PR #773, opened 2020-03-03
Convert --all to Delete all Pipelines/Tasks in Namespace

### LINKED ISSUE #634: Add --all to the delete commands

danielhelfand:
Closes #634 

This pull request changes the behavior of `--all` to delete all pipelines/tasks in a namespace. It converts the name of the original `--all` flags to `--prs` and `--trs` (but I can easily change this to something else). The thought behind having the flag be named `--prs`/`--trs` is because it also deletes pipelineruns/taskruns associated with a pipeline/task that is also going to be deleted.

This pull request also removes the warning flag about the `--all` flag behavior/name changing in v0.9.0. 

# Submitter Checklist

# Release Notes

```
Convert --all to --prs and --trs for tkn pipeline/task delete so --all can be used to delete all pipelines/tasks in a namespace
```

### DIFF
--- a/pkg/cmd/pipeline/delete.go
+++ b/pkg/cmd/pipeline/delete.go
@@ -16,7 +16,6 @@ package pipeline
 
 import (
 	"fmt"
-	"log"
 
 	"github.com/spf13/cobra"
 	"github.com/tektoncd/cli/pkg/cli"
@@ -28,7 +27,7 @@ import (
 )
 
 func deleteCommand(p cli.Params) *cobra.Command {
-	opts := &options.DeleteOptions{Resource: "pipeline", ForceDelete: false, DeleteRelated: false}
+	opts := &options.DeleteOptions{Resource: "pipeline", ForceDelete: false, DeleteRelated: false, DeleteAllNs: false}
 	f := cliopts.NewPrintFlags("delete")
 	eg := `Delete Pipelines with names 'foo' and 'bar' in namespace 'quux'
 
@@ -44,7 +43,7 @@ or
 		Aliases:      []string{"rm"},
 		Short:        "Delete pipelines in a namespace",
 		Example:      eg,
-		Args:         cobra.MinimumNArgs(1),
+		Args:         cobra.MinimumNArgs(0),
 		SilenceUsage: true,
 		Annotations: map[string]string{
 			"commandType": "main",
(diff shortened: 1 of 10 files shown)


pkg/cmd/pipeline/delete.go
```diff
@@ -73,7 +68,8 @@ or
 	}
 	f.AddFlags(c)
 	c.Flags().BoolVarP(&opts.ForceDelete, "force", "f", false, "Whether to force deletion (default: false)")
-	c.Flags().BoolVarP(&opts.DeleteRelated, "all", "a", false, "Whether to also delete related resources (pipelineruns) (default: false)")
+	c.Flags().BoolVarP(&opts.DeleteRelated, "prs", "", false, "Whether to delete pipeline(s) and related resources (pipelineruns) (default: false)")
```
danielhelfand: If there is a more preferable name than this, please let me know your thoughts.

danielhelfand:
/hold 

Also going to add tasks as part of this

pkg/cmd/pipeline/delete.go
```diff
@@ -28,7 +27,7 @@ import (
 )
 
 func deleteCommand(p cli.Params) *cobra.Command {
-	opts := &options.DeleteOptions{Resource: "pipeline", ForceDelete: false, DeleteRelated: false}
+	opts := &options.DeleteOptions{Resource: "pipeline", ForceDelete: false, DeleteRelated: false, DeleteAllNs: false}
```
pradeepitm12: Nit: `DeleteAllNs` looks like delete all namespaces

danielhelfand: It’s currently used in every delete command across the CLI, so I would recommend opening a separate issue on this that would be handled separately than in this pr. 

I do see your point though on it being confusing.

danielhelfand: It’s currently used in every delete command across the CLI, so I would recommend opening a separate issue on this that would be handled separately than in this pr. 

I do see your point though on it being confusing.

csantanapr:
Woot !!!

PR #813, opened 2020-03-17
Add an image command to push OCI images

sthaha:
# Changes

This command is able to create/push OCI compliant images that the Tekton
controller can resolve as a remote task reference. It technically can
upload more than just Task definitions.

# Submitter Checklist

review them:

for more details._

# Release Notes

```
A new image command that packages tekton resources into an OCI compliant image
```


vdemeester:
We discussed it a bit during the CLI working group. 
We felt it would be a safer bet to have this as a sub-command to `task` for now. This would allow us to have a `pull` command (or `fetch`) later on, and the same on `pipeline`. And it give us time to think about a top-level sub-command.

One additional thing is that the fact that it is publishing a image (pushing, pulling, …) is an "implementation" detail, hence having an `image` top-level sub-command felt weird.

/cc @sbwsg @danielhelfand 
/hold

sthaha:
> We felt it would be a safer bet to have this as a sub-command to task for now. This would allow us to have a pull command (or fetch) later on, and the same on pipeline. And it give us time to think about a top-level sub-command.

🤔 The intent of this command is to be able to package mulitple Tekton resource in one image. E.g. some pipelines, all associated tasks, resources, triggers, bindings etc into one image which is why I think this should become a top-level command instead of a subcommand of a particular resource.

vdemeester:
I realize I didn't proper convey the feedback from the WG and my discussions later with Pierre.

The general idea is to not rush having an `image` sub-command or any "creation of an oci image" in `tkn`. The **`oci` project it [`tektoncd/experimental`](https://github.com/tektoncd/experimental) is there to help us design properly that part**, gather user feedback. We definitely shouldn't rush adding a sub-command in the `tkn` cli — as we say, "in OSS, no is temporary, yes is forever" — deprecating or removing a sub-command is between hard and painful to plain not possible (`docker` is an example on this).

The `fetch`/`pull` part of this work is easier, and it feels safer to assume we could have it under the `task` or `pipeline` sub-commands.
- `tkn task pull` could pull the image and ask for which tasks to *get* from it (if more than one). Then should it apply to the cluster by default or output to `stdout` (so you could do `tkn task pull … | sed -e … | kubectl apply -f -`, …)
- `tkn pipeline pull` could pull the image and ask which pipeline to *get* **and** also get all related tasks, …

chmouel:
what about adding having this in mainline but as conditional with ldflag? so sunil or others can iterate in mainline without having to worry about support until stabilized,

vdemeester:
> what about adding having this in mainline but compiled in as conditional with ldflag? so sunil or others can iterate in mainline without having to worry about support until stabilized,

That could be a possibility, but:
- It adds a little bit of complexity (to build an experimental binary or not)
- It will bring some dependencies unused in the cli, only for this part (this is fine, but :upside_down_face:)
- This is **why** `tektoncd/experimental` exists, to experiment on stuff ; and a `cli` is really a good candidate to this (as it's not coupled to the controller behaviour, … it's easy to be managed on its own)

… and it is the same as building an image : I can use a tool to create an image that I run with something else (`buildah` for build, `docker` or `cri-o` for the run). I am not saying `tkn` shouldn't be able to create oci image/artifact with tasks and pipelines in it, I just wants us to take time to properly design this, experimenting and gathering feedback — and `tektoncd/experimental` exists for that reason

sthaha:
@vdemeester @chmouel does it then make sense to add an extn mechanism like the kubectl one? so that `experimental/oci` can just make a `tkn-image` binary and won't affect `tkn` code? I think I am close to be able to add that to `tkn` if it makes sense

PR #833, opened 2020-03-25
Fix Test Failure from go v1.14.0 Update

danielhelfand:
Updating to go v1.14.0 breaks `TestGetError` in `file/file_test.go`. This pull request adds quotes around the invalid url for the error message.

# Submitter Checklist

# Release Notes

```
N/A
```

### DIFF
--- a/pkg/file/file_test.go
+++ b/pkg/file/file_test.go
@@ -17,6 +17,7 @@ package file
 import (
 	"fmt"
 	"io/ioutil"
+	"strings"
 	"testing"
 
 	"github.com/ghodss/yaml"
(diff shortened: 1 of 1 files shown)


pkg/file/file_test.go
```diff
@@ -61,5 +61,5 @@ func TestGetError(t *testing.T) {
 	target := "httpz://foo.com/task.yaml"
 
 	_, err := LoadFileContent(p, target, IsYamlFile(), fmt.Errorf("invalid file format for %s: .yaml or .yml file extension and format required", target))
-	assert.Error(t, err, `Get httpz://foo.com/task.yaml: unsupported protocol scheme "httpz"`)
+	assert.Error(t, err, "Get \"httpz://foo.com/task.yaml\": unsupported protocol scheme \"httpz\"")
```
vdemeester: nit: using ` allows us to not have to *escape* `"`

danielhelfand:
> This will fail on go 1.13 though right ? 🤔
> (I wonder if we could do a fix that work on both 🙃)

We could parse the runtime go version and support both error output formats, but it's not pretty. I pushed up something for this to try.

vdemeester:
> We could parse the runtime go version and support both error output formats, but it's not pretty. I pushed up something for this to try.

Yeah this is ugly :stuck_out_tongue: I was more thinking of trying to use `string.Contains` with `unsupported protocol scheme` and maybe the url :stuck_out_tongue_closed_eyes:

danielhelfand:
> > We could parse the runtime go version and support both error output formats, but it's not pretty. I pushed up something for this to try.
> 
> Yeah this is ugly 😛 I was more thinking of trying to use `string.Contains` with `unsupported protocol scheme` and maybe the url 😝

Yeah, I over thought it. Changed to checking with `strings.Contains`.

PR #863, opened 2020-04-03
Use Timeout of --last or --use-pipelinerun/--use-taskrun for Start Commands

### LINKED ISSUE #488: Way of Testing tkn task start -t
/area testing

Currently, `tkn task start` features a `--timeout` or `-t` flag that allows a user to [set the timeout for a task run](https://github.com/tektoncd/cli/blob/ab673fa5ab2b48e5ce585961647d106cfc7ae1ab/pkg/cmd/task/start.go#L175). While the unit test case of actually setting the property is covered, it would be nice to have some sort of test that covers the case of setting the timeout to a value besides the default and testing if a task run times out appropriately. Testing this as an e2e case I think would be the way to go.

### LINKED ISSUE #862: timeout is not respected when using use-pipelinerun or --last
when using `tkn pipeline start pipl1 --use-pipelinerun piplr1` the timeout that
was set previously is not set on the newly created pipeline.

/kinds bugs

danielhelfand:
Closes #862
Closes #488  

# Changes

When using `tkn p start` with the `--last` flag or `--use-pipelinerun` flag, the timeout of the previous value isn't applied as described in #862. This pull request updates both `tkn p start` and `tkn t start` to use the timeout values of the previous PipelineRun or TaskRun.

# Submitter Checklist

review them:

# Release Notes

```
Use timeout value with --last and --use-pipelinerun/--use-taskrun with start commands
```

### DIFF
--- a/pkg/cmd/pipeline/start_test.go
+++ b/pkg/cmd/pipeline/start_test.go
@@ -492,6 +492,22 @@ func TestPipelineStart_ExecuteCommand(t *testing.T) {
 			wantError: true,
 			want:      "cannot use --last option with --filename option",
 		},
+		{
+			name: "Dry Run with --timeout specified",
+			command: []string{"start", "test-pipeline",
+				"-s=svc1",
+				"-r=source=scaffold-git",
+				"-p=pipeline-param=value1",
+				"-l=jemange=desfrites",
+				"-n", "ns",
+				"--dry-run",
+				"--timeout", "1s",
+			},
+			namespace:  "",
+			input:      cs2,
+			wantError:  false,
+			goldenFile: true,
+		},
 	}
 
 	for _, tp := range testParams {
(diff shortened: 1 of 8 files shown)


chmouel:
/lgtm
/approve

Thanks 👍🏼🔥

chmouel:
I was going to ask about unit test but unit test ask for themselves 😅

danielhelfand:
> I was going to ask about unit test but unit test asked for themselves 😅

Yeah, so I guess `tkn task start` with `--timeout` wasn't working before this change. So now it's showing up in unit tests. Let me update the golden files.

danielhelfand:
/hold

If we use similar testing approaches as with `--dry-run`, we can get some better unit testing here.

pkg/cmd/pipeline/start_test.go
```diff
@@ -1869,12 +1888,8 @@ func Test_start_pipeline_last(t *testing.T) {
 	pipeline := Command(p)
 	got, _ := test.ExecuteCommand(pipeline, "start", pipelineName,
 		"--last",
-		"-r=git-repo=scaffold-git",
```
danielhelfand, line 1872: The unit test for `tkn p start --last` wasn't really testing the feature since it overwrites many runtime values. The point of the test is to see whether the last pipelinerun's values are used, so I removed everything except `--last`.

PR #304, opened 2026-04-09
fix(experiment-tag): load overlay after shell is built in mobile mode

stephen-choi-amplitude:
## Summary

- In mobile mode, `buildShell` now completes before the overlay loads, eliminating a race condition where DOM restructuring disrupted the overlay's React 18 concurrent render
- `buildShell` returns a `Promise` that resolves after the shell is built; `experiment.ts` awaits it before calling `WindowMessenger.setup()`
- `buildShell` waits for `document.readyState === 'complete'` via `requestAnimationFrame` polling to avoid SSR hydration errors, without relying on `window.addEventListener('load')` which third-party scripts can suppress

Follows up on #299 which removed the `window.load` dependency from `asyncLoadScript`.

## Test plan

- [x] Visual editor desktop-to-mobile switch on SSR site (Next.js) — shell + overlay both render, no hydration errors
- [x] Visual editor desktop-to-mobile switch on non-SSR site — shell + overlay both render
- [x] Visual editor on Rocket Loader site — overlay loads on first attempt
- [x] MPA navigation with visual editor open — overlay reloads via stored session
- [x] Desktop mode visual editor — no regression, overlay loads normally

### DIFF
--- a/packages/experiment-tag/src/experiment.ts
+++ b/packages/experiment-tag/src/experiment.ts
@@ -238,11 +238,14 @@ export class DefaultWebExperimentClient implements WebExperimentClient {
 
     // if in visual edit mode, remove the query param
     if (this.isVisualEditorMode) {
-      WindowMessenger.setup();
-
       if (isMobileModeActive()) {
-        buildShell(this.globalScope);
+        // In mobile mode, build the shell first and load the overlay after.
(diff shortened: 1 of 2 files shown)


ansonchen2 (approved):
🙌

[What you have to do]
Each line of the entries holding the string "yaml" should be found and copied.

[Response to the exercise]
 	"github.com/ghodss/yaml"
 	target := "httpz://foo.com/task.yaml"
 	_, err := LoadFileContent(p, target, IsYamlFile(), fmt.Errorf("invalid file format for %s: .yaml or .yml file extension and format required", target))
-	assert.Error(t, err, `Get httpz://foo.com/task.yaml: unsupported protocol scheme "httpz"`)
+	assert.Error(t, err, "Get \"httpz://foo.com/task.yaml\": unsupported protocol scheme \"httpz\"")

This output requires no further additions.